From the information available at our appointment as bankruptcy trustee, it seemed unlikely that there would be any repayment to creditors. Bankruptcy administration seemed simple enough, until it wasn’t.

Our investigations identified that eight months prior to the bankruptcy designation, the debtor transferred $150,000 from his regulated retirement fund to his self-managed retirement fund. This transaction alone would not be a problem as long as the self-managed fund was regulated, the problem arose when the debtor then transferred these funds from the self-managed fund to a friend for ‘safekeeping’ of him.

Under 116(2)(d)(iii) of the Bankruptcy Act, divisible property among creditors in a bankruptcy does not extend to the balance of a regulated retirement fund. However, bankruptcy trustees have limited power to recover payments made to a retirement fund if it can be shown that those payments were intended to prevent creditors from accessing those funds.

The bankrupt explained to us that at the time of the transfer, the bank was taking possession of her assets subject to the terms of the personal guarantee contract and did not know if her retirement fund was protected in that scenario.

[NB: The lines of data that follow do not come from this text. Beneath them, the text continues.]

Issue #187, opened 2020-08-23
Functional component test fails at findComponent


cyberalien:
Simple test with functional component:

```js
import { h } from 'vue';
import { mount } from '@vue/test-utils';

function Test(props, context) {
	return h('div', {
		...props,
		innerHTML: 'This is a test',
	});
}

describe('Mounting component', () => {
	test('with wrapper', () => {
		const Wrapper = {
			components: { Test },
			template: `<Test />`,
		};

		const wrapper = mount(Wrapper, {});
		const item = wrapper.findComponent(Test);
		expect(item.exists()).toBe(true);
	});

	test('without wrapper', () => {
		const wrapper = mount(Test, {});
		const item = wrapper.findComponent(Test);
		expect(item.exists()).toBe(true);
		expect(item.html()).toStrictEqual('<div>This is a test</div>');
	});
});
```
Both tests fail at `findComponent()` that returns null.

vue: 3.0.0-rc.7
vue/test-utils: 2.0.0-beta.2, also tried with latest build from this repo

lmiller1990:
After merging this https://github.com/vuejs/vue-test-utils-next/pull/188/ I will investigate this a little. I learned a lot in #184.

I believe this was not working in VTU v1 either. I expect some limitations to by applied to a found functional component (currently we cannot detect emitted events from them, for example).

In the meantime, I will be adding some warnings to let people know this is a known issue, such as here: https://github.com/vuejs/vue-test-utils-next/pull/185

cyberalien:
Thanks!

As for VTU v1, it is working with similar functional component for Vue 2.

lmiller1990:
Fixed in #238 

This will be in the next release

PR #238, opened 2020-11-08
fix: findComponent with functional components

lmiller1990:
#187 

That was easy 🤔 ... too easy ... must have broke something? Heh.

### DIFF
--- a/src/utils/find.ts
+++ b/src/utils/find.ts
@@ -20,6 +20,10 @@ export function matches(
   // do not return none Vue components
   if (!node.component) return false
 
+  if (node.type === selector) {
+    return true
+  }
+
   if (typeof selector === 'string') {
     return node.el?.matches?.(selector)
   }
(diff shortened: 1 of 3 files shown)


src/utils/find.ts
```diff
@@ -20,6 +20,10 @@ export function matches(
   // do not return none Vue components
   if (!node.component) return false
 
+  if (node.type === selector) {
+    return true
+  }
+
```
cexbrayat, line 26: Ain't that exactly what's done below, but maybe prevented by the condition?
I think it would be better to just extend the condition so it works with functional component (with some comments if possible)

lmiller1990: Good idea, I will revisit this logic. The entire function relies on a lot of side effects and mutation (mutating the  `vnodes` array). I think we should consider rewriting it in a more immutable manner potentially 🤔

So they took matters into their own hands and transferred the retirement balance to their friend’s account for safekeeping.

Herein lies the problem, at the time of the bankruptcy designation, the funds were no longer held in a regulated retirement fund, they were reclassified on transfer to the debtor’s friend to “funds held in trust”, an asset that is acquired and is available to a bankruptcy trustee. After an assertive letter from our attorney, the debtor’s friend paid the $150,000 to the bankruptcy estate, after an understandably thoughtful suggestion that they simply transfer the funds to his friend’s retirement fund to try to reverse the damage caused.

So how could this have been avoided?

With good advice, at a fraction of the cost, this bankruptcy could have prevented you from losing your retirement. Had they come to Worrells when things started to unravel with entities attached to their personal guarantees, we could have explained how bankruptcy works and how divisible assets are treated in a bankruptcy scenario. We do this every day out of courtesy and without expectations. An accountant or attorney could also provide this advice and clarity. It saddens us so much to see the cost of not receiving advice to impact someone so profoundly.

Related Posts:

Income contributions in bankruptcy proceedings

bankruptcy and retirement

The content of this article is intended to provide a general guide on the subject. Specialist advice should be sought according to your specific circumstances.